Ein Schock, als uns jüngst die Grundsteuerberechnung ins Haus flatterte. Wir waren ja vorgewarnt, aber trotzdem trifft uns die Belastung hart. Auf nun 795 Prozentpunkten soll in unserer Gemeinde der Hebesatz der Grundsteuer B steigen, 2014 noch 565 Prozentpunkten also eine Steigerung von 40,71%. Von allen Städten steht Herten nun an elfter Stelle! Hierzu dokumentiert der Bund der Steuerzahler die städtische Abzocke auf ihrer Internetseite [klick]! Sparvorschläge und Proteste von den Bürgern und der Opposition wurden at Acta gelegt. Mit der verwaltungsgesteuerten SPD-Fraktion wurde die Erhöhung durchgepeitscht.

Nicht verwunderlich, in einer Stadt, inder man meinen könnte (Konjunktiv) , dass das Parteibuch oder persönliche „Freundschaften“ bei der Postenbesetzung entscheidender ist, als die fachliche Qualifikation.

Herten verliert immer mehr an Einwohner. 2004 hatten wir noch 68.000, heute 61.600. Interessant, dass das Rathaus aber entgegen diesem Trend mehr Personal zu verzeichnen hat. Im gleichen Zeitraum stieg das Personal von 411 auf 475 Angestellte [klick].
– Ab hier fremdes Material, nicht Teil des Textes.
PR #222, opened 2022-02-02
Oceanwater 891 implement ros action stop

anjan1984:
## Linked Issues:

| Jira Ticket 🎟️ | [OCEANWATER-XXX](https://babelfish.arc.nasa.gov/jira/browse/OCEANWATER-891) |
| Github :octocat:  | # |

## Summary of Changes
* Adding Arm Stop action 

## Test 
In 3 seperate terminlas. 

launch any of the action files: 
* python3 unstow_action_client.py 

Stop the motion during the movement. 
* python3 stop_action_client.py


ow_lander/scripts/arm_action_servers.py
```diff
@@ -175,6 +171,34 @@ def now_from_start(start):
...
 
+class StopActionServer(object):
+
+    def __init__(self, name):
+        self._action_name = name
+        self._server = actionlib.SimpleActionServer(self._action_name,
+                                                    ow_lander.msg.StopAction,
+                                                    execute_cb=self.on_stop_action,
+                                                    auto_start=False)
+        self._server.start()
```
AstroStucky, line 182: Please move these two lines to the end of `__init__` to avoid the bug that's addressed by #221

ow_lander/CMakeLists.txt
```diff
@@ -38,6 +38,7 @@ add_action_files(
   FILES GuardedMove.action
   FILES AntennaPanTilt.action
   FILES Discard.action
+  FILES Stop.action
```
kmdalal, line 41: I think a more specific name than "Stop" would be good, but let's hold off on renaming until we address naming across the whole OW/OWLAT interface.

ow_lander/action/Stop.action
```diff
@@ -0,0 +1,8 @@
+#goal definition
+std_msgs/Empty goal
+---
+# result
+geometry_msgs/Point final     # arm final position
+---
+# feedback
+geometry_msgs/Point current   # arm current position
```
kmdalal, line 8: OWLAT's ARM_STOP has no result or feedback.  We should follow suit, or argue that these are useful.  If the arm's current position is available in telemetry, it may not be so useful here.

kmdalal:
I just committed an executable version of the client script.  I also accidentally committed the Saturn ephemeris hotfix, since I needed it to build this branch, and undid that with two more commits.

kmdalal:
I did many tests stopping the arm during both Stow and Unstow, and it works well.  However, if one calls Stop when the arm is at rest in between operations, the following error appears:

`[ERROR]: Received comm state PREEMPTING when in simple state DONE with SimpleActionClient in NS /arm_controller/follow_joint_trajectory`

And when I called it when the arm is at rest in mid-operation (i.e. after stopping it once), I get this error:

`[ERROR]: Received comm state RECALLING when in simple state DONE with SimpleActionClient in NS /arm_controller/follow_joint_trajectory`

kmdalal:
I think two reviewers is probably sufficient for this change.  @Samahu, unless you want to review you can take yourself off since Thomas and I have been on it.

AstroStucky:
> I think two reviewers is probably sufficient for this change. @Samahu, unless you want to review you can take yourself off since Thomas and I have been on it.

Either way works for me. I should have mentioned in my code comment that I was not intending to do a full review. I just needed to make one comment that relates to a PR #221, but the only way to do that on GitHub is to submit a review. I'll still need the chance to look over the remainder of the code and perform tests.

AstroStucky:
Launched _atacama_y1a_. Called the `unstow_action_client.py` script, followed by the `stop_action_client.py` in another terminal. The arm stopped mid-unstow as intended, and both action client scripts terminated. I then called `grind_action_client.py` and it produced the following error. 
```
[ERROR] [1643918124.228572445, 1916524961.019999981]: Can't accept new action goals. Controller is not running.
```

AstroStucky:
> Launched _atacama_y1a_. Called the `unstow_action_client.py` script, followed by the `stop_action_client.py` in another terminal. The arm stopped mid-unstow as intended, and both action client scripts terminated. I then called `grind_action_client.py`. Nothing happened for a few seconds, until the following error message came up in the terminal running roslaunch
> 
> ```
> [ERROR] [1643918124.228572445, 1916524961.019999981]: Can't accept new action goals. Controller is not running.
> ```
> 
> Then a few seconds later the script terminated.

Calling `dig_linear_action_client.py` after all that worked just fine. Maybe only some actions cause this error :thinking:

ow_lander/scripts/arm_action_servers.py
```diff
@@ -67,10 +67,10 @@ def on_unstow_action(self, goal):
             return
         success = False
```
AstroStucky, line 69: Lines 31 and 32 defining the trajectory_async_executer member variable should be removed as it was for the other action servers.

AstroStucky: Same for the stow action server: lines 110 and 111 should be removed.

AstroStucky (changes requested):
Some member variables were left behind UnstowActionServer and StowActionServer that should be cleaned up.

ow_lander/scripts/arm_action_servers.py
anjan1984: @AstroStucky thanks for the review. Some of the problems you are seeing happened as I merged noetic devel in this branch. Since there were changes in this file from your changes some parts if the file were over written. Will work on it next week

anjan1984:
> > Launched _atacama_y1a_. Called the `unstow_action_client.py` script, followed by the `stop_action_client.py` in another terminal. The arm stopped mid-unstow as intended, and both action client scripts terminated. I then called `grind_action_client.py`. Nothing happened for a few seconds, until the following error message came up in the terminal running roslaunch
> > ```
> > [ERROR] [1643918124.228572445, 1916524961.019999981]: Can't accept new action goals. Controller is not running.
> > ```
> > 
> > 
> >     
> >       
> >     
> > 
> >       
> >     
> > 
> >     
> >   
> > Then a few seconds later the script terminated.
> 
> Calling `dig_linear_action_client.py` after all that worked just fine. Maybe only some actions cause this error thinking

Thank you for pointing this out. I have addressed this

anjan1984:
> I did many tests stopping the arm during both Stow and Unstow, and it works well. However, if one calls Stop when the arm is at rest in between operations, the following error appears:
> 
> `[ERROR]: Received comm state PREEMPTING when in simple state DONE with SimpleActionClient in NS /arm_controller/follow_joint_trajectory`
> 
> And when I called it when the arm is at rest in mid-operation (i.e. after stopping it once), I get this error:
> 
> `[ERROR]: Received comm state RECALLING when in simple state DONE with SimpleActionClient in NS /arm_controller/follow_joint_trajectory`

Updates have been made to address this

kmdalal:
I've tested a lot, stopping all the arm operations.  In one case when stopping a DigCircular, I got this error:
```
Exception in thread /Stop/result:
  File "/usr/lib/python3.8/threading.py", line 932, in _bootstrap_inner
    self.run()
  File "/usr/lib/python3.8/threading.py", line 870, in run
    self._target(*self._args, **self._kwargs)
  File "/opt/ros/noetic/lib/python3/dist-packages/rospy/impl/tcpros_pubsub.py", line 185, in robust_connect_subscriber
    conn.receive_loop(receive_cb)           
  File "/opt/ros/noetic/lib/python3/dist-packages/rospy/impl/tcpros_base.py", line 846, in receive_loop
    self.close()
  File "/opt/ros/noetic/lib/python3/dist-packages/rospy/impl/tcpros_base.py", line 858, in close
    self.socket.close()
AttributeError: 'NoneType' object has no attribute 'close'
```

kmdalal:
On several occasions, the arm does not stop moving.  It seems to depend on where in the operation the stop command is issued.  I can't yet characterize it.

AstroStucky:
The error I encountered earlier is not resolved. 

Similar to my last test, with _atacama_y1a_ opened I called `unstow_action_client.py`, and it stopped fine when `stop_action_client.py` was called. I then called `unstow_action_client.py` and it resumed fine and completed the action. I then continued normal operation and tried to call `grind_action_client.py`, nothing happened for a while, then I saw the same error.
```
[ERROR] [1645219350.801963890, 1916524899.075000048]: Can't accept new action goals. Controller is not running.
```
Calling other action clients at this point result in the same error, but for whatever reason `dig_linear_action_client.py` is still unaffected by it, and can be called fine.

AstroStucky:
> On several occasions, the arm does not stop moving. It seems to depend on where in the operation the stop command is issued. I can't yet characterize it.

I can verify this. In my case it would not stop when when the grinder was moving through the terrain, but does stop if stop action is called before that phase of the operation. 

> I've tested a lot, stopping all the arm operations. In one case when stopping a DigCircular, I got this error:
> 
> ```
> Exception in thread /Stop/result:
> Traceback (most recent call last):
>   File "/usr/lib/python3.8/threading.py", line 932, in _bootstrap_inner
>     self.run()
>   File "/usr/lib/python3.8/threading.py", line 870, in run
>     self._target(*self._args, **self._kwargs)
>   File "/opt/ros/noetic/lib/python3/dist-packages/rospy/impl/tcpros_pubsub.py", line 185, in robust_connect_subscriber
>     conn.receive_loop(receive_cb)           
>   File "/opt/ros/noetic/lib/python3/dist-packages/rospy/impl/tcpros_base.py", line 846, in receive_loop
>     self.close()
>   File "/opt/ros/noetic/lib/python3/dist-packages/rospy/impl/tcpros_base.py", line 858, in close
>     self.socket.close()
> AttributeError: 'NoneType' object has no attribute 'close'
> ```

I also saw this error occur once. It was thrown by `stop_action_client.py`. The arm still managed to stop despite the error.

anjan1984:
Please review the stop actions. The error still happens sometime. I think it is best to open a separate ticket to handle the threading error.

AstroStucky:
During testing I had one instance where the stop action did not stop a dig linear in the middle of the linear portion, but I have not been able to replicate this behavior, so I'm going to call it a pass. No errors occurred including the one thrown by threading.py.

I just want to note that the stop action does not prevent an action from starting if it's called in the planning phase of the action (after the action client is called, but before the arm starts moving). I don't think this is a problem, since stopping an action in the planning phase does not seem all that useful, except maybe in the case a user accidentally sends an action when they didn't intend to.

ow_lander/scripts/trajectory_async_execution.py
```diff
@@ -11,114 +11,111 @@
...
+        goal.goal_time_tolerance = self._goal_time_tolerance
+        goal.trajectory = trajectory
+        self._client.send_goal(goal, done_cb, active_cb, feedback_cb)
+
+    def stop(self):
+        """
+        Stops the execution of the last trajectory submitted for executoin
+        """
+        goal_active = self.is_active()
+        if self._connected and goal_active == 1:
```
AstroStucky, line 94:
```suggestion
        if self._connected and goal_active == GoalStatus.ACTIVE:
```

AstroStucky (approved):
Test worked. Just had one code comment. Well done!

kmdalal:
I've tried several stows and unstows where I stop the action immediately, i.e. during planning.  I expected the real arm to still move, assuming that a stop during planning is ignored.  However, the real arm did _not_ move, as one would desire.  But also (not desired):

- the planning motion continued to completion in Rviz
- the stow/unstow action scripts returned with the final position of the arm as though it had moved

kmdalal:
My last comment pointed out a problem in what is printed by the client scripts when they finish, after a stop was given.

A more general issue: can the client scripts know that the action was stopped and convey that when they return?  (This could be a follow-on Jira).

kmdalal:
Regarding the problem of not being able to _stop_ planning, the only idea I have is to make planning a process rather than a blocking thread, so that it can be killed.  (Follow-on Jira).  That said, I'm not fluent in Python techniques.

kmdalal (approved):
This is working pretty well per the limitations we've discussed in this ticket and in our meetings.  Improvements are follow-on work.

Das wäre ja kaum zu bemängeln, wenn die Leistungsfähigkeit der Stadt dadurch gesteigert würde. Hier habe ich jedoch erhebliche Zweifel.

Beispiele:

  • Da plant die Landesregierung das „Dichtheitsprüfungsgesetz“ für private Abwasserleitungen. Geplant, noch nicht beschlossen, stellt jedoch im voreilenden Gehorsam die Stadt einen Dipl. Ing. ein, der die Sache zukünftig richten soll. Diese Stelle wird wohl kaum mit dem Mindestlohn vergütet. Na ja, keine Dichtheitsprüfung, mittlerweile auch für diese Aufgabe kein Dipl. Ing. mehr. Gekostet hat es uns Steuerzahler allemal.
  • Städtische Homepage, das weltweite Vorzeigebild einer Kommune. Zwar konnte ich die extrem kleine Schrift durch jeweilige Anpassung ausgleichen, verwundert war ich jedoch, als ich mir nach einem Jahr die Webcam wieder anschaute. Grottenschlecht ist noch gestrunzt. Seit über einem Jahr sind die Bilder von Westerholt und Glashaus statisch, die trotz einer Aktualisierung jeweils innerhalb von 60 Sek. zugesagt wurde. Die VHS-Kamera produziert kaum ein qualitatives Bild. Die Bilder hatte ich ja schon im letzten Till veröffentlicht [klick]. Wurde vor Veröffentlichung diese Seite nicht geprüft? Bei jedem Schüler, der seine eigene Homepage produziert, wäre solch ein Murks nicht möglich. Die Verantwortlichkeit liegt wie schon vor 2004 ersichtlich im Bereich der Organisationseinheit Öffentlichkeitsarbeit“.
    Erstaunlich, dass in dieser Abteilung die Chefin ein Sabbathalbjahr nehmen kann. Sei es ihr gegönnt. Andererseits, keiner merkte es wirklich, ist hier von einer Übersetzung auszugehen?
  • Gerade die Nutzung moderner Medien lässt fachlich gravierende Mängel erkennen. Als Beispiel einmal ein eingereichtes Dokument und was daraus wurde.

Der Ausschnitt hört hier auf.